> [Information provided]:

PR #1067, opened 2024-01-24
mrd-2041_recall-received-date-validation-fix: date validation to enfo…

bills7281:
…rce past date only


server/controllers/recommendations/recallReceived/formValidator.test.ts
```diff
@@ -8,19 +8,19 @@ describe('validateRecallReceived', () => {
     basePath: `/recommendations/${recommendationId}/`,
     path: `/recommendations/${recommendationId}/check-booking-details`,
   }
-  const { year } = DateTime.now().plus({ years: 1 })
+  const { year } = DateTime.now().plus({ years: 0 })
```
DarrenW-HMPPS, line 11: Just `DateTime.now()` would do - no need to add 0

DarrenW-HMPPS (approved):

PR #1102, opened 2024-02-13
MRD-2307 - integrate release into booking on process

robinandrewdevilliers:


server/controllers/recommendation/bookToPpudController.ts
```diff
@@ -128,7 +140,7 @@ async function post(req: Request, res: Response, _: NextFunction) {
       dateOfSentence: nomisOffence.sentenceDate,
       licenceExpiryDate: nomisOffence.licenceExpiryDate,
       releaseDate: nomisOffence.releaseDate,
-      sentenceLength: { partDays: offenceTerm.days, partMonths: offenceTerm.months, partYears: offenceTerm.years },
+      sentenceLength: { partDays: offenceTerm?.days, partMonths: offenceTerm?.months, partYears: offenceTerm?.years },
```
DarrenW-HMPPS, line 143: This will fail when it gets to PPUD Automation if offenceTerm is null.  If offence term is null, sentenceLength can be null, but if sentenceLength is not null then it must have values.  The values can be 0.

server/controllers/recommendation/bookToPpudController.ts
```diff
@@ -137,6 +149,37 @@ async function post(req: Request, res: Response, _: NextFunction) {
...
+
+    await ppudUpdateRelease(token, offenderId, sentenceId, {
+      dateOfRelease: nomisOffence.releaseDate,
+      postRelease: {
+        assistantChiefOfficer: {
+          name: acoSigned.createdByUserFullName,
+          faxEmail: acoSigned.emailAddress,
+        },
+        offenderManager: {
+          name:
```
DarrenW-HMPPS, line 161: Nulls aren't allowed for name, faxEmail, telephone. Empty string is fine.

DarrenW-HMPPS (changes requested):

server/controllers/recommendation/bookToPpudController.ts
robindevilliers: not a problem.

server/controllers/recommendation/bookToPpudController.ts
robindevilliers: fixed

PR #1125, opened 2024-03-01
MRD-2177 - update ppud offender

robinandrewdevilliers:


server/controllers/recommendation/bookToPpudController.ts
```diff
@@ -83,53 +81,74 @@ async function post(req: Request, res: Response, _: NextFunction) {
...
+            croOtherNumber: recommendation.personOnProbation.croNumber,
+            dateOfBirth: recommendation.bookRecallToPpud?.dateOfBirth,
+            ethnicity: recommendation.bookRecallToPpud?.ethnicity,
+            familyName: recommendation.bookRecallToPpud?.lastName,
+            firstNames: recommendation.bookRecallToPpud?.firstNames,
+            gender: recommendation.bookRecallToPpud?.gender,
+            immigrationStatus: 'N/A',
+            nomsId: recommendation.personOnProbation?.nomsNumber,
+            prisonerCategory: 'N/A',
+            prisonNumber: recommendation.bookRecallToPpud?.prisonNumber,
```
DarrenW-HMPPS, line 142: We don't need to have any references to immigrationStatus or prisonerCategory in CaR, PPUD Automation deals with that as it is always the same value.

DarrenW-HMPPS: Same applies to youngOffender and status.

PR #1591, opened 2026-05-01
Fix recommendationsList.spec.ts

ppmg:
The test was implicitly relying on other tests' wiremock set-up. Fixed here.


fincardy-moj (approved):
LGTM!

PR #1592, opened 2026-05-05
Mrd 3202 implement esbuild in UI

fincardy-moj:
This PR brings ESBuild from the ts template into our repo. 

First, this greatly reduces build time, locally it's running about about 5ish seconds to first start of app, rather than the 22ish seconds of the existing build process.

Probably a bit more importantly, it fixes a series of problems caused by the existing build script.

Here's some fun facts about our current build script:
- We serve unprocessed (and un-minified) JavaScript files straight from `/assets/js/` folder in the root of the project, but, confusingly, map them back to an endpoint just called `/assets`
- The application.css file is generated in the `/assets/stylesheets` folder which *should* just be processed and dumped into `/dist` but we don't do that..
- ..what we actually do is copy the `/assets` folder [in the Dockerfile ](https://github.com/ministryofjustice/make-recall-decision-ui/blob/13818187c13974f4bbf0938d083362d13d078d26/Dockerfile#L49) and [then just expose that to the `/assets/` endpoint](https://github.com/ministryofjustice/make-recall-decision-ui/blob/13818187c13974f4bbf0938d083362d13d078d26/server/middleware/setUpStaticResources.ts#L17) which allows anything dumped into that `assets` folder is then available for anyone to download.... [try it yourself!](https://consider-a-recall-dev.hmpps.service.justice.gov.uk/assets/Duncann-Cardours-PartA-SAMPLE.docx)
- There are some inconsistencies in the naming of the stylesheets, we're currently using `/assets/sass` for the folder name, and the "main" file (there isn't _technically_ a "main" file as it's just using anything in the sass folder as an entrypoint) is called `application.sass` but all the files being imported from there have the `.scss` extension. There **is** a distinction between `scss` and `sass` as they use a slightly different syntax, so this does make things a bit confusing when dev'ving and there's no good reason for it.


assets/js/govukFrontendInit.js
```diff
@@ -1,3 +1,3 @@
-import * as GOVUKFrontend from '../../../../../../assets/govuk/govuk-frontend.min.js'
+import * as GOVUKFrontend from 'govuk-frontend'
```
fincardy-moj, line 1: Import paths are fixed! So this weird thing just looks normal now :)

assets/js/vStyleDropdownArrow.js
```diff
@@ -19,3 +19,7 @@ function vStyleDropdownArrow(config) {
     `z"/></svg>`
   )
 }
+
+if (typeof window !== 'undefined') {
```
fincardy-moj, line 23: Originally this file was just being imported wholesale (no processing at all) so it was just creating a function called `vStyleDropdownArrow` in the global namespace and it was able to find that. ESBuild does things "correctly" in that it'll try and prevent global namespace pollution by enclosing functions like this and keeping them modular.

As a result, we need to reattach this function to the window.

assets/scss/app.scss
```diff
@@ -0,0 +1,22 @@
+$govuk-global-styles: true;
```
fincardy-moj, line 1: The file formerly known as `application.sass`, so here we're doing the following:
- make it an `scss` file for consistency
- update the syntax from `sass` to `scss` (namely semi-colons)
- remove all the different app imports and pop them in their own file called `overrides/local.scss` which is the preferred method
- make this the only file in this folder, so it becomes the entry point for compiling scss files

assets/scss/overrides/_local.scss
```diff
@@ -1,3 +1,23 @@
+@import "risk/predictor-scores";
```
fincardy-moj, line 1: This is where our custom (S)CSS files should be imported now. The TS template is using `_local` to indicate it's not a "directly processed" file (ie. it's imported elsewhere rather than esbuild being pointed towards it)

esbuild/app.config.js
```diff
@@ -0,0 +1,29 @@
...
+ * Build typescript application into CommonJS
+ */
+const getAppConfig = buildConfig => ({
+  entryPoints: globSync(buildConfig.app.entryPoints),
+  outdir: buildConfig.app.outDir,
+  bundle: false,
+  sourcemap: true,
+  platform: 'node',
+  format: 'cjs',
+  loader: {
```
fincardy-moj, line 16: This is the only place we deviate from the typescript template in this file, the template isn't watching nunjucks files for build as they're not marked as an entry point (they don't need to be compiled, it's just the nunjucks/express plugin processing them in real time) but we want the app to rebuild when a change is made. 

This code basically just removes anything attempting to actually parse them (ie. the "loader" for these files) now they're marked as an entry point (which happens in a different file in a mo..)
 
Stole this from here:
https://github.com/ministryofjustice/hmpps-arns-assessment-platform-ui/pull/173

esbuild/build.config.js
```diff
@@ -0,0 +1,52 @@
...
+    isProduction,
+    isWatchMode,
+
+    app: {
+      outDir: path.join(cwd, 'dist'),
+      entryPoints: globSync([
+        path.join(cwd, '*.ts'),
+        path.join(cwd, 'server/**/*.ts'),
+        path.join(cwd, 'api/**/*.ts'),
+        'server/**/*.njk',
```
fincardy-moj, line 22: This adds the nunjucks files as an entrypoint (see above), code stolen from here:
https://github.com/ministryofjustice/hmpps-arns-assessment-platform-ui/pull/173

server/middleware/setUpStaticResources.ts
```diff
@@ -11,11 +11,11 @@ export default function setUpStaticResources(): Router {
   router.use(compression())
 
   //  Static Resources Configuration
-  const cacheControl = { maxAge: config.staticResourceCacheDuration * 1000 }
+  const cacheControl = { maxAge: config.staticResourceCacheDuration }
 
   Array.of(
+    '/dist/assets',
     '/assets',
-    '/assets/stylesheets',
```
fincardy-moj, line 18: No.

server/utils/nunjucksSetup.ts
```diff
@@ -40,6 +43,16 @@ export default function nunjucksSetup(app: express.Express, path: pathModule.Pla
   app.locals.applicationInsightsConnectionString = config.applicationInsights.connectionString
   app.locals.applicationInsightsRoleName = defaultName()
 
+  // Read the asset manifest to find the built versions of our assets
+  let assetManifest: Record<string, string> = {}
+
+  try {
```
fincardy-moj, line 49: Now these files are being processed, we're cache-busting by adding the build hash at the end of the built filenames. So, for example, `application.css` becomes `application.[HASH].css` which would normally prevent the usual method of including via a `<link rel="style" />` tag as we don't know what the name of the file would be.

However, now when we build, we also build a `manifest.json` which lives in the `/assets` folder, this provides us a JS object which looks a bit like this:

```
{
  "/assets/css/app.css.map": "/assets/css/app.ETJFEEMK.css.map",
  "/assets/css/app.css": "/assets/css/app.ETJFEEMK.css",
   // ... other assets
}
```
As you can see, it's just an object which maps the names of the source files to the built files. 

We load this into memory here...

server/utils/nunjucksSetup.ts
```diff
@@ -109,4 +122,5 @@ export default function nunjucksSetup(app: express.Express, path: pathModule.Pla
   njkEnv.addGlobal('formatSentenceLength', formatSentenceLength)
   njkEnv.addGlobal('renderString', renderString)
   njkEnv.addFilter('isBefore', isBeforeDate)
+  njkEnv.addFilter('assetMap', (url: string) => assetManifest[url] || url)
```
fincardy-moj, line 125: ...and then add a nunjucks filter to find the hashed name of our files using the `assetMap` filter. 

So we can do something like:

```
<link rel="stylesheet" src="{{ '/assets/css/app.css' | assetMap }}" />
```

and it'll either resolve the correct hash name or just use the `/assets/css/app.css`

server/views/partials/layout.njk
```diff
@@ -55,18 +55,18 @@
 {% from "components/text-list/macro.njk" import textList %}
 
 {% block head %}
-  <link href="/assets/stylesheets/application.css?{{ version }}" rel="stylesheet"/>
+  <link href="{{ '/assets/css/app.css' | assetMap }}" rel="stylesheet"/>
   {% for css in feComponents.cssIncludes %}
     <link href="{{ css }}" nonce="{{ cspNonce }}" rel="stylesheet" />
   {% endfor %}
   <script src="/assets/applicationinsights-web.min.js"></script>
```
fincardy-moj, line 62: Certain scripts come from the node_modules folder, so don't require the `assetMap` filter as we're not processing them.

server/middleware/setUpStaticResources.ts
```diff
@@ -11,12 +11,10 @@ export default function setUpStaticResources(): Router {
...
 
   //  Static Resources Configuration
-  const cacheControl = { maxAge: config.staticResourceCacheDuration * 1000 }
+  const cacheControl = { maxAge: config.staticResourceCacheDuration }
 
   Array.of(
-    '/assets',
-    '/assets/stylesheets',
-    '/assets/js',
+    '/dist/assets',
```
fincardy-moj, line 17: Everything is copied to `/dist` now so we only need to serve from there.

server/config.ts
```diff
@@ -41,7 +41,7 @@ export interface PpudApiConfig extends ApiConfig {
 export default {
   https: production,
   applicationName: 'Consider a recall',
-  staticResourceCacheDuration: 20,
+  staticResourceCacheDuration: '1h',
```
fincardy-moj, line 44: 20 seconds seemed wholly unnecessary here, so went with the sensible default from the typescript template of 1hr.

Dockerfile
```diff
@@ -46,9 +46,6 @@ COPY --from=build --chown=appuser:appgroup \
 COPY --from=build --chown=appuser:appgroup \
         /app/build-info.json ./dist/build-info.json
 
-COPY --from=build --chown=appuser:appgroup \
```
fincardy-moj, line 49: Stop copying the entire `/assets` folder over to the Dockerfile, don't need it and it was exposing 2 `.docx` files which I can't see any reason to exist. 

They can be seen here and were added during the prototyping phase:
https://github.com/ministryofjustice/make-recall-decision-ui/tree/main/assets

package.json
```diff
@@ -6,19 +6,12 @@
   "license": "MIT",
   "scripts": {
     "prepare": "husky",
-    "copy-views": "cp -R server/views dist/server/",
```
fincardy-moj, line 9: A whole bunch of these commands were there just to support the build, so I've been able to remove a bunch of those.

bhanugnosis (approved):
Good work.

> [About this exercise]:
Whenever the word "Response" turns up in a line of the listing above, copy the line.

> [Finished task]:
@@ -128,7 +140,7 @@ async function post(req: Request, res: Response, _: NextFunction) {
@@ -137,6 +149,37 @@ async function post(req: Request, res: Response, _: NextFunction) {
@@ -83,53 +81,74 @@ async function post(req: Request, res: Response, _: NextFunction) {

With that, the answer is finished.